▸ Provided records
---*---
PR #123, opened 2024-05-16
Use system python for venv on CI

jan-auer:
Devenv could be useful to setup the venv in CI, though at least in GHA `actions/setup-python` is much faster than a manual download of the matching python version. In CI, we usually take greater care for selecting the right python version already, so devenv could use that when it matches the expected version.

Downside of the current approach is that it silently falls back to downloading a new version if the system provided one doesn't match, which can regress CI times. That should be pretty visible in PRs, though.

### DIFF
--- a/devenv/pythons.py
+++ b/devenv/pythons.py
@@ -1,9 +1,38 @@
 from __future__ import annotations
 
 import os
+import shutil
+import subprocess
 
+from devenv.constants import CI
 from devenv.constants import root
 from devenv.lib import archive
+
+
+def _check_version(exe: str, version: str) -> bool:
+    """Returns true if the executable at the given path is a python interpreter
+    with a semver-compatible version."""
+
+    try:
+        line = (
+            subprocess.check_output([exe, "--version"], text=True)
+            .strip()
+            .lower()
+        )
+    except subprocess.CalledProcessError:
+        return False
+
+    if not line.startswith("python "):
+        return False
+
---*---
▸ Required action
Everything from the line containing "with a semver-compatible" through the final line above must be copied exactly, with both ends kept.

▸ Solution
+    with a semver-compatible version."""
+
+    try:
+        line = (
+            subprocess.check_output([exe, "--version"], text=True)
+            .strip()
+            .lower()
+        )
+    except subprocess.CalledProcessError:
+        return False
+
+    if not line.startswith("python "):
+        return False
+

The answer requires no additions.